→ Your assignment
Your answer must consist solely of the lines from the start of the entries below through the line with "catch (IOException |", unchanged.

━━ Dataset

PR #3604, opened 2022-03-31
New editor - Save subtitles in Opencast

Arnei:
A new feature is currently in development for the new editor -  a subtitle editor. It will allow editing or creating subtitle tracks in the new editor UI and then saving them in Opencast. This modifies the editor service endpoint to allow the saving of subtitles. 

The POST "{mediaPackageId}/edit.json" endpoint is extended to accept a list of subtitles and flavors which are to be saved in the mediapackage. Subtitles in existing flavors are overwritten, while subtitles in new flavors are added as new tracks.

Does not perform any checks (e.g. validity) on the submitted subtitles.

Depends on #3601

* [ ] have a concise title
* [ ] pass automated tests


modules/editor-service/src/main/java/org/opencastproject/editor/EditorServiceImpl.java
```diff
@@ -420,6 +422,84 @@ void addSmilToArchive(MediaPackage mediaPackage, final Smil smil) throws IOExcep
...
+   *
+   * @param mediaPackage
+   *          the media package to at the SMIL catalog
+   * @param subtitles
+   *          the subtitles to be added
+   * @throws IOException
+   */
+  private void addSubtitleTrack(MediaPackage mediaPackage, List<PostEditingData.Subtitle> subtitles)
+          throws IOException {
+    if (subtitles != null) {
```
metzenseifner: Consider replacing with `Objects.requireNonNull(subtitles, "Argument subtitles may not be null");`, thereby throwing a meaningful NullPointerException. Reasoning: subtitles being null is clearly an invalid state. As it is now, the caller has no way of knowing that something went awry.

modules/editor-service/src/main/java/org/opencastproject/editor/EditorServiceImpl.java
```diff
@@ -786,6 +867,12 @@ public void setEditData(String mediaPackageId, EditingData editingData) throws E
       errorExit("Unable to add SMIL cutting catalog to archive", mediaPackageId, ErrorStatus.UNKNOWN, e);
     }
 
+    try {
+      addSubtitleTrack(mediaPackage, editingData.getSubtitles());
+    } catch (IOException e) {
```
metzenseifner, line 1055: } catch (IOException | NullPointerException e) {

(Should you decided to heed my suggestion about throwing NullPointerException)

metzenseifner (changes requested):
I think my suggestions would help give the user better feedback in the problem case.

modules/editor-service/src/main/java/org/opencastproject/editor/EditorServiceImpl.java
Arnei: Thanks, will do.

modules/editor-service/src/main/java/org/opencastproject/editor/EditorServiceImpl.java
Arnei: Caught the NullPointerException in a different clause in [7a78ba0](https://github.com/opencast/opencast/pull/3604/commits/7a78ba0efafe259f6663aaf6efaf818e59d61f00), because it is perfectly valid for the frontend to not send any subtitles.

modules/editor-service/src/main/java/org/opencastproject/editor/EditorServiceImpl.java
```diff
@@ -420,6 +422,84 @@ void addSmilToArchive(MediaPackage mediaPackage, final Smil smil) throws IOExcep
...
+      // Memorize uri of the previous track file for deletion
+      URI oldTrackURI = null;
+      if (track != null) {
+        oldTrackURI = track.getURI();
+      }
+
+      // Put updated filename in working file repository and update the track.
+      InputStream is = IOUtils.toInputStream(subtitle.getSubtitle(), "UTF-8");
+      URI subtitleUri = workspace.put(mediaPackage.getIdentifier().toString(), subtitleId, "subtitle.vtt",
+              //                  EditorService.TARGET_FILE_NAME,
```
lkiesow:
```suggestion
```

modules/editor-service/src/main/java/org/opencastproject/editor/EditorServiceImpl.java
```diff
@@ -420,6 +422,84 @@ void addSmilToArchive(MediaPackage mediaPackage, final Smil smil) throws IOExcep
...
+          throws IOException, NullPointerException {
+    Objects.requireNonNull(subtitles, "Argument subtitles may not be null");
+
+    for (PostEditingData.Subtitle subtitle : subtitles) {
+      // Generate ID for new tracks
+      String subtitleId = UUID.randomUUID().toString();
+      String trackId = null;
+
+      // Check if subtitle already exists
+      for (Track t : mediaPackage.getTracks()) {
```
lkiesow, line 512: This allows users to easily replace any track with any content. It may be a good idea to limit this to caption flavors only.

modules/editor-service/src/main/java/org/opencastproject/editor/EditorServiceImpl.java
```diff
@@ -420,6 +422,84 @@ void addSmilToArchive(MediaPackage mediaPackage, final Smil smil) throws IOExcep
...
+      Track track = mediaPackage.getTrack(trackId);
+
+      // Memorize uri of the previous track file for deletion
+      URI oldTrackURI = null;
+      if (track != null) {
+        oldTrackURI = track.getURI();
+      }
+
+      // Put updated filename in working file repository and update the track.
+      InputStream is = IOUtils.toInputStream(subtitle.getSubtitle(), "UTF-8");
```
lkiesow: It's a good idea to always close input streams

```suggestion
      try (InputStream is = IOUtils.toInputStream(subtitle.getSubtitle(), "UTF-8")) {
```

modules/editor-service/src/main/java/org/opencastproject/editor/EditorServiceImpl.java
```diff
@@ -420,6 +422,84 @@ void addSmilToArchive(MediaPackage mediaPackage, final Smil smil) throws IOExcep
...
+      }
+
+      track.setURI(subtitleUri);
+      track.setIdentifier(subtitleId);
+      for (String tag : getSmilCatalogTags()) {
+        track.addTag(tag);
+      }
+      track.setChecksum(null);
+
+      if (oldTrackURI != null) {
```
lkiesow: The old and new URIs could be identical, in which case you would not want to delete this here

modules/editor-service/src/main/java/org/opencastproject/editor/EditorServiceImpl.java
```diff
@@ -420,6 +422,84 @@ void addSmilToArchive(MediaPackage mediaPackage, final Smil smil) throws IOExcep
...
+          logger.info("Could not remove track from workspace. Could be it was never there.");
+        }
+      }
+
+      try {
+        assetManager.takeSnapshot(mediaPackage);
+      } catch (AssetManagerException e) {
+        logger.error("Error while adding the updated media package ({}) to the archive", mediaPackage.getIdentifier(),
+                e);
+        throw new IOException(e);
```
lkiesow: Don't log an error if you return an error. Add the message to the thrown exception:

```suggestion
        throw new IOException("Error while adding the updated media package " + mediaPackage + " to the archive", e);
```

modules/editor-service/src/main/java/org/opencastproject/editor/EditorServiceImpl.java
```diff
@@ -420,6 +422,84 @@ void addSmilToArchive(MediaPackage mediaPackage, final Smil smil) throws IOExcep
...
+      }
+    }
```
lkiesow, line 627: You leave files in the workspace. Once added to the asset manager, you should call `workspace.delete(…)` to remove the subtitle from there.

modules/editor-service/src/main/java/org/opencastproject/editor/EditorServiceImpl.java
```diff
@@ -420,6 +422,84 @@ void addSmilToArchive(MediaPackage mediaPackage, final Smil smil) throws IOExcep
...
+        track = (Track) mpeBuilder.elementFromURI(subtitleUri, MediaPackageElement.Type.Track, subtitle.getFlavor());
+        mediaPackage.add(track);
+        logger.info("Creating new track for flavor: " + track.getFlavor());
+      }
+
+      track.setURI(subtitleUri);
+      track.setIdentifier(subtitleId);
+      for (String tag : getSmilCatalogTags()) {
+        track.addTag(tag);
+      }
```
lkiesow: This does not fit the documentation for these tags which is:

```properties
# Sets the tag that should be applied to the generated smil catalog                                                      
# Default: archive                                                                                                       
#smil.catalog.tags=archive 
```

A subtitle is no SMIL catalog. I would just drop these lines:

```suggestion
```

lkiesow (changes requested):
I found a few minor problems, but nothing major. Before we merge this, we may want to sit down and discuss how subtitles should actually be named/tagged/flavored though. This code (and related pull requests) feel like we have too many implicit assumptions about how things could work.

modules/editor-service/src/main/java/org/opencastproject/editor/EditorServiceImpl.java
Arnei: Yeah, I wasn't sure what the bigger issue was, being able to replace any track, or being limited to the (implicit standard)`captions/*` flavor.

lkiesow:
Maybe you missed the CI failure, but this does not build any longer

modules/editor-service-api/src/main/java/org/opencastproject/editor/api/EditingData.java
```diff
@@ -61,10 +61,10 @@ public EditingData(List<SegmentData> segments, List<TrackData> tracks, List<Work
     this.waveformURIs = waveformURIs;
   }
 
-  public static EditingData parse(String json) {
+  public static PostEditingData parse(String json) {
```
lkiesow: Why would a static method of the class `EditingData` return `PostEditingData`?

modules/editor-service/src/main/java/org/opencastproject/editor/EditorServiceImpl.java
lkiesow: This is now caught by
```java
if (!subtitle.getFlavor().matches(captionsFlavor)) {
```

lkiesow (changes requested):
I'll write it down here as well as on the frontend pull request since it touches both parts:

I did only briefly skim through the code, but if I interpret the code correctly, subtitles are loaded from the internal publication, but then saved to the asset manager. This means that you don't necessary get what you save the next time you open the editor. It also means that you may overwrite completely different subtitle files and you might also miss subtitle files which are only in the asset manager.

My suggestion would be to always get the subtitles from the asset manager?

Arnei:
Rebased this on r/12.x

modules/editor-service-api/src/main/java/org/opencastproject/editor/api/PostEditingData.java
```diff
@@ -0,0 +1,63 @@
...
+package org.opencastproject.editor.api;
+
+import org.opencastproject.mediapackage.MediaPackageElementFlavor;
+
+import java.util.List;
+
+/**
+ * Wrapper for additional data that may be received by a post request from the editor
+ */
+public final class PostEditingData extends EditingData {
```
lkiesow: Does it make sense to use this for both ways from and to the editor? The only difference is the subtitle and we could provide it using this method as well.

_(see also comment above)_

modules/editor-service/src/main/java/org/opencastproject/editor/EditorServiceImpl.java
```diff
@@ -437,6 +447,82 @@ void addSmilToArchive(MediaPackage mediaPackage, final Smil smil) throws IOExcep
...
+   * @param subtitles
+   *          the subtitles to be added
+   * @throws IOException
+   */
+  private void addSubtitleTrack(MediaPackage mediaPackage, List<PostEditingData.Subtitle> subtitles)
+          throws IOException {
+    for (PostEditingData.Subtitle subtitle : subtitles) {
+      if (!subtitle.getFlavor().matches(captionsFlavor)) {
+        break;
+      }
```
lkiesow: Maybe raise an exception which ends in a 400 Bad Request for the user, so it is clear that the request wasn't processed successfully and, in particular, wasn't saved as sent by the user. Also, maybe not save anything if half of the request is bad? Otherwise, you don't know the state you end up with.

lkiesow (changes requested):
Generally looks good and you would now also get the saved subtitles if access control lets you, which might be a problem in a cluster with the current solution (see below). 

We also found another minor issue which should never be a problem if everything goes well, but still might be worth fixing.

For getting the subtitle to the frontend, right now, you just replace the internal publication with a track containing a direct URI to the asset manager. I'm not sure if you can always access the asset manager directly like this, e.g., if you are on a presentation node.

You could use `EditingData` for sending the subtitle instead of replacing parts of the internal publications. This also has the advantage that the codes becomes simpler since you don't need `PostEdittingData` and `edit.json` has always the same structure.

Arnei:
> Generally looks good and you would now also get the saved subtitles if access control lets you, which might be a problem in a cluster with the current solution (see below).
> 
> We also found another minor issue which should never be a problem if everything goes well, but still might be worth fixing.
> 
> For getting the subtitle to the frontend, right now, you just replace the internal publication with a track containing a direct URI to the asset manager. I'm not sure if you can always access the asset manager directly like this, e.g., if you are on a presentation node.
> 
> You could use `EditingData` for sending the subtitle instead of replacing parts of the internal publications. This also has the advantage that the codes becomes simpler since you don't need `PostEdittingData` and `edit.json` has always the same structure.

To avoid any problems with accessing the asset manager, I've changed it just send the complete subtitle file contents instead. As you already mentioned, we already do this from Frontend-to-Backend anyway, so now it's at least consistent for both ways. Which also allows for removal of `PostEditingData`

lkiesow (approved):
Looks good and seems to work as expected. It should also be fully backwards compatible. Merging.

━━━━

→ Response to the task
PR #3604, opened 2022-03-31
New editor - Save subtitles in Opencast

Arnei:
A new feature is currently in development for the new editor -  a subtitle editor. It will allow editing or creating subtitle tracks in the new editor UI and then saving them in Opencast. This modifies the editor service endpoint to allow the saving of subtitles. 

The POST "{mediaPackageId}/edit.json" endpoint is extended to accept a list of subtitles and flavors which are to be saved in the mediapackage. Subtitles in existing flavors are overwritten, while subtitles in new flavors are added as new tracks.

Does not perform any checks (e.g. validity) on the submitted subtitles.

Depends on #3601

* [ ] have a concise title
* [ ] pass automated tests


modules/editor-service/src/main/java/org/opencastproject/editor/EditorServiceImpl.java
```diff
@@ -420,6 +422,84 @@ void addSmilToArchive(MediaPackage mediaPackage, final Smil smil) throws IOExcep
...
+   *
+   * @param mediaPackage
+   *          the media package to at the SMIL catalog
+   * @param subtitles
+   *          the subtitles to be added
+   * @throws IOException
+   */
+  private void addSubtitleTrack(MediaPackage mediaPackage, List<PostEditingData.Subtitle> subtitles)
+          throws IOException {
+    if (subtitles != null) {
```
metzenseifner: Consider replacing with `Objects.requireNonNull(subtitles, "Argument subtitles may not be null");`, thereby throwing a meaningful NullPointerException. Reasoning: subtitles being null is clearly an invalid state. As it is now, the caller has no way of knowing that something went awry.

modules/editor-service/src/main/java/org/opencastproject/editor/EditorServiceImpl.java
```diff
@@ -786,6 +867,12 @@ public void setEditData(String mediaPackageId, EditingData editingData) throws E
       errorExit("Unable to add SMIL cutting catalog to archive", mediaPackageId, ErrorStatus.UNKNOWN, e);
     }
 
+    try {
+      addSubtitleTrack(mediaPackage, editingData.getSubtitles());
+    } catch (IOException e) {
```
metzenseifner, line 1055: } catch (IOException | NullPointerException e) {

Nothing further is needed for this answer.